─── RECORDED DATA ───

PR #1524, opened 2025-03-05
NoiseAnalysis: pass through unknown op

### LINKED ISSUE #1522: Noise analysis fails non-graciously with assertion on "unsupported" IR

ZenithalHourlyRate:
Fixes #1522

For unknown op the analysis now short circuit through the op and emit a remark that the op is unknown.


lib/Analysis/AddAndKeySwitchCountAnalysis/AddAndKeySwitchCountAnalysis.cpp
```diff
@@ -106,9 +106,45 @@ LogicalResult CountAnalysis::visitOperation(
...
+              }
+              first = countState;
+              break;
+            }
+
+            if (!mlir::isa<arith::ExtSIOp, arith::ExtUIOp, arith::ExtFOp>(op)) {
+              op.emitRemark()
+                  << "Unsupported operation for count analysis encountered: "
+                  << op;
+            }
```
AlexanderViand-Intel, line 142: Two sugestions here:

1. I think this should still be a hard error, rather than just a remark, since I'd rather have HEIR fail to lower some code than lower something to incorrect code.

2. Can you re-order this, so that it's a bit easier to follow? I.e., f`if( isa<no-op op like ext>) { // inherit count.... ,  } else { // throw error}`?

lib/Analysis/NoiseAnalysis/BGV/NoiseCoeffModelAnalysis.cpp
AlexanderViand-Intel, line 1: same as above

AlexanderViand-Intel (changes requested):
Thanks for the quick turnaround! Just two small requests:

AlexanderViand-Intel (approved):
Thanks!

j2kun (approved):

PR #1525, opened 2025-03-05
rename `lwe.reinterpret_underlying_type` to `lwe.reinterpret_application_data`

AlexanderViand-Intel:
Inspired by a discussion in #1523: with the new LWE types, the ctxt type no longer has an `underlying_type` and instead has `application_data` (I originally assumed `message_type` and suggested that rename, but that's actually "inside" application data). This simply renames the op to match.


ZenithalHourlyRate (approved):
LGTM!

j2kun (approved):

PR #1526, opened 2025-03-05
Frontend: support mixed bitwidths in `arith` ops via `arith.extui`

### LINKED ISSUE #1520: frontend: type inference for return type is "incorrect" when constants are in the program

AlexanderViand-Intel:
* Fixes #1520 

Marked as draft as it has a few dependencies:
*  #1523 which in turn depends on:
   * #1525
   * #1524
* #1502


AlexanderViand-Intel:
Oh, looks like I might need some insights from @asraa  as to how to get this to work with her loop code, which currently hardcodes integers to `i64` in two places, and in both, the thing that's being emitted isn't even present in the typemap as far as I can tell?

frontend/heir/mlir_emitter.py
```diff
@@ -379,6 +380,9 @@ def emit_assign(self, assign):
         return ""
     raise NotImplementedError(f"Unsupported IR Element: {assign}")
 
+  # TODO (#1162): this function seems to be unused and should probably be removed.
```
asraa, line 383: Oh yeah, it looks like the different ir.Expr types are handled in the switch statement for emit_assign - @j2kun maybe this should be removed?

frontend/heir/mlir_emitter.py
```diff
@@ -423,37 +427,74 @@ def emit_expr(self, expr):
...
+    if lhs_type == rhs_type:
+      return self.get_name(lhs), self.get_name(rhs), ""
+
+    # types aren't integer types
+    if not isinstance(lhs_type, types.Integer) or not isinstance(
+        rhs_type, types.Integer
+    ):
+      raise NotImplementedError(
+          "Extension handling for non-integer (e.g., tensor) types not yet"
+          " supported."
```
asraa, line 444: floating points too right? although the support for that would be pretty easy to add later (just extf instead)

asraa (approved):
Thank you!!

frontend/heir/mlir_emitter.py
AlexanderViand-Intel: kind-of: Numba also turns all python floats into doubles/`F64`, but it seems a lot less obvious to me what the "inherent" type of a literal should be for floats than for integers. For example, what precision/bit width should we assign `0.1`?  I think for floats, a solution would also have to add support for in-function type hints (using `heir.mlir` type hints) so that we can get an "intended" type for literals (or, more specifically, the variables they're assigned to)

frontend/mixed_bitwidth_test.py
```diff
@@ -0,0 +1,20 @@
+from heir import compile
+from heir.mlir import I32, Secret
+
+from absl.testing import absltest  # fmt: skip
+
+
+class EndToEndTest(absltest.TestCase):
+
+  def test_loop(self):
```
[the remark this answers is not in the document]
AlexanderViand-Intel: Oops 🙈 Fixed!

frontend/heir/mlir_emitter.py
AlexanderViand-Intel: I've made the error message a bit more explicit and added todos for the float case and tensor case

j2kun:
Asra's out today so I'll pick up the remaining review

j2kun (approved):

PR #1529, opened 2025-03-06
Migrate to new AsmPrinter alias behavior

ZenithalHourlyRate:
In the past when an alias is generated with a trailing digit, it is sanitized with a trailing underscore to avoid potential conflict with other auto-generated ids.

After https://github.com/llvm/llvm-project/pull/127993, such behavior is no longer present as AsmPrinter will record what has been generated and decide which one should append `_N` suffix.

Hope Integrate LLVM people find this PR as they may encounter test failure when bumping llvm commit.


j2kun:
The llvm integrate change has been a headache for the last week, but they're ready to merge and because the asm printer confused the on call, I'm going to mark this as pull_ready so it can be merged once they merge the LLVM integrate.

───

[EXERCISE] A complete answer gives every line of the records holding "which".

[EXPECTED ANSWER]
*  #1523 which in turn depends on:
Oh, looks like I might need some insights from @asraa  as to how to get this to work with her loop code, which currently hardcodes integers to `i64` in two places, and in both, the thing that's being emitted isn't even present in the typemap as far as I can tell?
After https://github.com/llvm/llvm-project/pull/127993, such behavior is no longer present as AsmPrinter will record what has been generated and decide which one should append `_N` suffix.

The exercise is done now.